It was powerful. It was a life changing moment and experience.

As I have continued to relive that experience I can feel and hear the Spirit of God calling us, His Bride-the Church, to do the same, to follow in His footsteps, to rise up and take our place of authority, to take our seat of authority next to Him. We are "raised up with Him and seated with Him in heavenly places in Christ Jesus", seated with Him at the right hand of the Father, far above all rule and authority and all power and dominion, and every name that is named, and everything has been put into subjection under our feet. (Eph 2:6, 1:20-22) The Spirit of God is calling us up into this higher realm, a realm of divine revelation, a realm of God's divine power and authority.
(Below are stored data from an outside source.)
PR #10537, opened 2024-01-29
fix(linux): packaging on Ubuntu and Debian servers should give message instead of warning because we don't have patched ibus there

ermshiperete:
When building packages warnings are treated as errors. When building on Ubuntu and Debian servers we don't have a patched ibus version but still want to build the packages. So this change outputs a message instead of a warning when building packages.

@keymanapp-test-bot skip


mcdurdin (approved):

keyman-server:
Changes in this pull request will be available for download in [Keyman version 17.0.256-alpha](https://keyman.com/downloads/releases/alpha/17.0.256)

Issue #10516, opened 2024-01-25
feat(core,developer): reorders need to be normalization-safe 🙀 


srl295:
interacts with #10317 

- also, fix an issue with double markers found by @jahorton

PR #10539, opened 2024-01-29
feat(core): ldml reorder marker processing 🙀 

srl295:
- reorders don't interact with markers, but must transit them
- add updated tests
- simplify reorder_group::apply(): the 'common prefix' discussion
was out-of-date as std::mismatch is handled by the ldml_processor
and the core context.
- add_back_markers() promoted to SPI so it can be called from reordering.

Fixes: #10516

@keymanapp-test-bot skip

### DIFF
--- a/core/src/ldml/ldml_transforms.cpp
+++ b/core/src/ldml/ldml_transforms.cpp
@@ -331,15 +331,19 @@ reorder_group::apply(std::u32string &str) const {
   /** did we match anything */
   bool some_match = false;
 
+  // markers need to 'pass thorugh' reorders. remove and re-add if needed
+  marker_map markers;
+  std::u32string out = remove_markers(str, markers, plain_sentinel);
+
   // get a baseline sort key
-  auto sort_keys = reorder_sort_key::from(str);
+  auto sort_keys = reorder_sort_key::from(out);
 
   // apply ALL reorders in the group.
   for (const auto &r : list) {
     // work backward from end of string forward
     // That is, see if "abc" matches "abc" or "ab" or "a"
-    for (size_t s = str.size(); s > 0; s--) {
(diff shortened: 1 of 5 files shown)


core/src/ldml/ldml_transforms.cpp
```diff
@@ -331,15 +331,19 @@ reorder_group::apply(std::u32string &str) const {
   /** did we match anything */
   bool some_match = false;
 
+  // markers need to 'pass thorugh' reorders. remove and re-add if needed
```
mcdurdin, line 334:
```suggestion
  // markers need to 'pass through' reorders. remove and re-add if needed
```

core/src/ldml/ldml_transforms.cpp
```diff
@@ -420,29 +412,35 @@ reorder_group::apply(std::u32string &str) const {
...
   }
 #endif
-  return applied;
+  if (markers.empty()) {
+    // no markers, just copy over to str
+    str = out;
+  } else {
+    // copy and re-add markers
+    add_back_markers(str, out, markers, plain_sentinel);
+  }
```
mcdurdin, line 442: I think it'd be better to see this logic inside `add_back_markers()` -- simplifies usage patterns for it. It should have no effective performance difference.

mcdurdin (approved):
LGTM

core/src/ldml/ldml_transforms.cpp
srl295: yes. need to make an update downstream for this too, but added

keyman-server:
Changes in this pull request will be available for download in [Keyman version 17.0.258-alpha](https://keyman.com/downloads/releases/alpha/17.0.258)

PR #10565, opened 2024-01-30
feat(core,developer): simplify markers 🙀

srl295:
- with algorithm changes in #10541 #10563, we actually don't need the boundaryBefore code here. So #10515 is obsolete.
- the NFD algorithm won't reorder text over a normalization-safe boundary.  so the segments are still 'there' but they are ICU's problem.
- We may need the boundary detection in core for minimizing context changes, but it's a first class function in ICU so doesn't need anything in Keyman and definitely not in kmc.

#10317

@keymanapp-test-bot skip


keyman-server:

PR #10569, opened 2024-01-31
chore(core): move action apis into keyman_core_api_actions.h

### LINKED ISSUE #10520: refactor(core): hide old actions APIs from keyman_core_api.h
With the move to consuming action struct, we need to hide the old actions APIs from keyman_core_api.h, probably moving the required APIs to keyman_core_api_actions.h.

This correlates to the recent work done on context APIs in #10384.

To remove from keyman_core_api.h:

* `struct km_core_action_item`
* `struct km_core_backspace_item`
* `enum km_core_backspace_type`
* `enum km_core_action_type`
* `km_core_state_action_items()`
* `km_core_state_queue_action_items()`

# API Usage

## `km_core_state_action_items()`
* Keyman Developer - Debugger - Keyman.System.Debug.DebugEvent.pas
* Keyman for Windows - Engine - kmprocessactions.cpp (blocked on #10415)
* Keyman for Linux - fcitx?

## `km_core_state_queue_action_items()`
* Keyman for Windows - IMX - calldll.cpp

mcdurdin:
Fixes #10520.

The definitions for `struct km_core_action_item`, `struct km_core_backspace_item`, `enum km_core_backspace_type`, `enum km_core_action_type`, `km_core_state_action_items()`, `km_core_state_queue_action_items()`, `km_core_process_queued_actions()` are now in keyman_core_api_actions.h rather than in the primary keyman_core_api.h, as they should not be used by engines in general.

The current users of those APIs are the interactive kmx debugger, and the IMX integration in Keyman Engine for Windows. Both of these depend on the old action queue model rather than the actions struct.

In a future version, we may refactor these further to make them apply directly to the KMX processor, and provide access via an interface to the KMX processor rather than as a general Core API. Once this change is made, then Core itself will no longer support action queues at all, and will expect keyboard processors to fill in an action struct (this is already done for LDML).

@keymanapp-test-bot skip


core/include/keyman/keyman_core_api_actions.h
```diff
@@ -0,0 +1,151 @@
...
+#include <keyman/keyman_core_api_vkeys.h>
+
+#if defined(__cplusplus)
+extern "C"
+{
+#endif
+
+// ----------------------------------------------------------------------------------
+// Actions APIs are now available only to the keyboard debugger, IMX, and Core unit
+// tests (17.0)
```
ermshiperete, line 21: Should we enforce this by putting the definitions inside of an `#ifdef` block and add that define to debugger, IMX and core? Otherwise someone might discover this header file and include it without noticing the disclaimer. Of course it doesn't prevent someone using this but it requires an additional change which hopefully causes the disclaimer to be noticed.

ermshiperete (approved):
LGTM. I'm surprised it doesn't have to be included in debugger somewhere.

mcdurdin:
> I'm surprised it doesn't have to be included in debugger somewhere.

The debugger is still written in Delphi, so uses our internal .pas translation of the keyman_core_api headers, and I opted not to modify that, given this is still just a header change, and that code is effectively deprecated.

core/include/keyman/keyman_core_api_actions.h
mcdurdin: No, I think we should just put it into the v17 documentation for Core (TBD!)

srl295 (approved):

keyman-server:

PR #10576, opened 2024-01-31
fix(linux): Fix version comparison

### LINKED ISSUE #9593: bug(linux): Fix version comparison in `keymanutil.c`
`keymanutil.c` contains at least one comparison of versions. This currently uses string comparison which doesn't work very well for version numbers, e.g. `1.9` and `1.10`.

One scenario where a user would notice this, is if he has version 1.9 of a keyboard installed in the shared area. He then installs version 1.10 (which adds language X) into the user area. Until this bug is fixed the keyboard won't show up as keyboard for X.

ermshiperete:
Implement proper comparison of versions so that 1.10 is newer than 1.9.

Fixes #9593.

@keymanapp-test-bot skip

### DIFF
--- a/linux/ibus-keyman/src/keymanutil.c
+++ b/linux/ibus-keyman/src/keymanutil.c
@@ -212,6 +212,30 @@ get_engine_for_language(
   return engine_desc;
 }
 
+int
+keyman_compare_version(const gchar *version1str, const gchar *version2str) {
+  size_t len1 = strlen(version1str);
+  size_t len2 = strlen(version2str);
+  for (size_t i = 0, j = 0; i < len1 || j < len2; i++, j++) {
+      int version1 = 0, version2 = 0;
+
+      while (i < len1 && version1str[i] != '.') {
+        version1 = version1 * 10 + (version1str[i] - '0');
+        i++;
+      }
+      while (j < len2 && version2str[j] != '.') {
+        version2 = version2 * 10 + (version2str[j] - '0');
+        j++;
+      }
+
+      if (version1 < version2)
+        return -1;
+      if (version1 > version2)
+        return +1;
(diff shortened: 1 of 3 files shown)


linux/ibus-keyman/src/keymanutil.c
```diff
@@ -212,6 +212,30 @@ get_engine_for_language(
...
+        j++;
+      }
+
+      if (version1 < version2)
+        return -1;
+      if (version1 > version2)
+        return +1;
+    }
+  return 0;
+}
```
mcdurdin, line 237: This looks okay. But it might be cleaner to do it with pointers:

```suggestion
int
keyman_compare_version(const gchar *ver1, const gchar *ver2) {
  for (; *ver1 || *ver2; ) {
    int version1 = 0, version2 = 0;

    while (*ver1 && *ver1 != '.') {
      assert(*ver1 >= '0' && *ver1 <= '9');
      version1 = version1 * 10 + (*ver1 - '0');
      ver1++;
    }
    while (*ver2 && *ver2 != '.') {
      assert(*ver2 >= '0' && *ver2 <= '9');
      version2 = version2 * 10 + (*ver2 - '0');
      ver2++;
    }

    if (version1 < version2)
      return -1;
    if (version1 > version2)
      return +1;
    if(*ver1) 
      ver1++;
    if(*ver2)
      ver2++;
  }
  return 0;
}
```

mcdurdin (approved):

linux/ibus-keyman/src/keymanutil.c
ermshiperete: Done. Also added a few more tests.

keyman-server:

PR #10585, opened 2024-02-01
fix(core): make `km_core_state_get_actions()` idempotent

### LINKED ISSUE #10582: bug(core): `km_core_state_get_actions()` is not idempotent
Per discussion with @rc-swag and arising from #10557, we realised that `km_core_state_get_actions()` is mutating the app context that it holds internally, so a subsequent call breaks both the app context and the returned `deleted_context` member.

Bringing the app context into sync with the cached context should be done in `km_core_process_event()`, so then `km_core_state_get_actions()` can be read-only.

Ideally, `km_core_process_event()` should return the actions struct and no separate function call should be required. But this is better suited to a future refactor.

### LINKED ISSUE #10583: chore(windows): Update process actions to km_core_state_get_actions for external events once #10582 is complete
This issue will be a follow-up to  #10582.
For external events we need to be able to call km_core_state_get_actions, however, it needs to be an idempotent event before we can do that. 
Search the code for TODO: #10583 to see find where the code can be updated.

mcdurdin:
Fixes #10582.
Fixes #10583.

Returned struct from the `km_core_state_get_actions()` API is now owned by the state object. This is a change in API contract. The corresponding `km_core_actions_dispose()` API has been made private, because there is never any need for API consumers to call it. As this change is happening in alpha, we won't bump the ABI version.

`state->app_context` is now guaranteed to be in sync with `state->context` after `km_core_process_event()`, with the actions struct populated at that point.

The next and final step in this refactor is to remove the actions queue altogether from the Core and make that a kmn-only concept, but that will wait until 18.0. The only consumers of the actions queue are the kmn-specific interactive debugger in Keyman Developer, and kmn-specific Input Method eXtensions in Keyman Engine for Windows.

@keymanapp-test-bot skip

Note: moved user tests to #10618 because a number of other bugs addressed there which mean running the tests here would be significantly less useful.


core/src/km_core_action_api.cpp
```diff
@@ -30,71 +28,32 @@ km_core_actions const * km_core_state_get_actions(
     return nullptr;
   }
 
-  auto action_items = km_core_state_action_items(state, nullptr);
```
mcdurdin, line 33: This code has moved essentially without change into prepare_actions() in state.cpp

core/src/km_core_processevent_api.cpp
```diff
@@ -50,7 +50,11 @@ km_core_process_event(km_core_state *state,
   if(state == nullptr) {
     return KM_CORE_STATUS_INVALID_ARGUMENT;
   }
-  return state->processor().process_event(state, vk, modifier_state, is_key_down, event_flags);
+  km_core_status status = state->processor().process_event(state, vk, modifier_state, is_key_down, event_flags);
+
+  state->prepare_actions();
```
mcdurdin, line 55: This both updates the actions struct and brings app_context back into sync with cached context. Perhaps could benefit from a rename?

core/src/actions_normalize.cpp
```diff
@@ -201,7 +200,7 @@ bool km::core::actions_normalize(
     return false;
   }
 
-  if((status = km_core_context_set(app_context, app_context_items)) != KM_CORE_STATUS_OK) {
+  if((status = km_core_context_set(static_cast<km_core_context*>(app_context), app_context_items)) != KM_CORE_STATUS_OK) {
```
rc-swag, line 203: Isn't app_context already of type km_core_context*?

core/src/actions_normalize.cpp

As we worship, seeing the Lord high and lifted up, the Spirit will draw us up into that realm that we were created for. We will follow Him into our place and position of authority and power. It will be high above the circucmstances and the realm of our carnal mind and reasoning. It will be in the realm of the spirit of divine wisdom, insight and understanding, the realm of divine power and authority, the realm of our victory from every battle and circumstance that we encounter.

We must go there. We must begin our ascent. We must consecrate ourselves to this assignment to discover and be empowered to operate in our own individual assignment and purpose, to fulfill the call and purpose we were each created for. It's a corporate ascent, but it takes an indiviual decision, choice and yielding from each of us to make that ascent. It takes a daily yearning and seeking and drawing upon the Spirit of God to take us up there. Each day, each drawing will take you up higher and further and freer from the things that have kept you bound and in the lower places of the valley and desert of your lack and frustration. You were created for the high places. We all were. Begin your ascent today. "Lift up your eyes to the mountains from whence your help comes from." (Ps 121:1) Lift up your eyes to the One seated on the throne Who is calling you and saying, "Come up higher.....come up higher. There is a place for you here beside Me. Come up higher."
Begin to worship Him in Spirit and in truth, for this is what the Father seeks. "For God is spirit and those who worship Him must worship in spirit and truth." (John 4:23,24)

17 July 2010

His House is for Him

The Word of the Lord came forth last night in the Friday night Glory Service.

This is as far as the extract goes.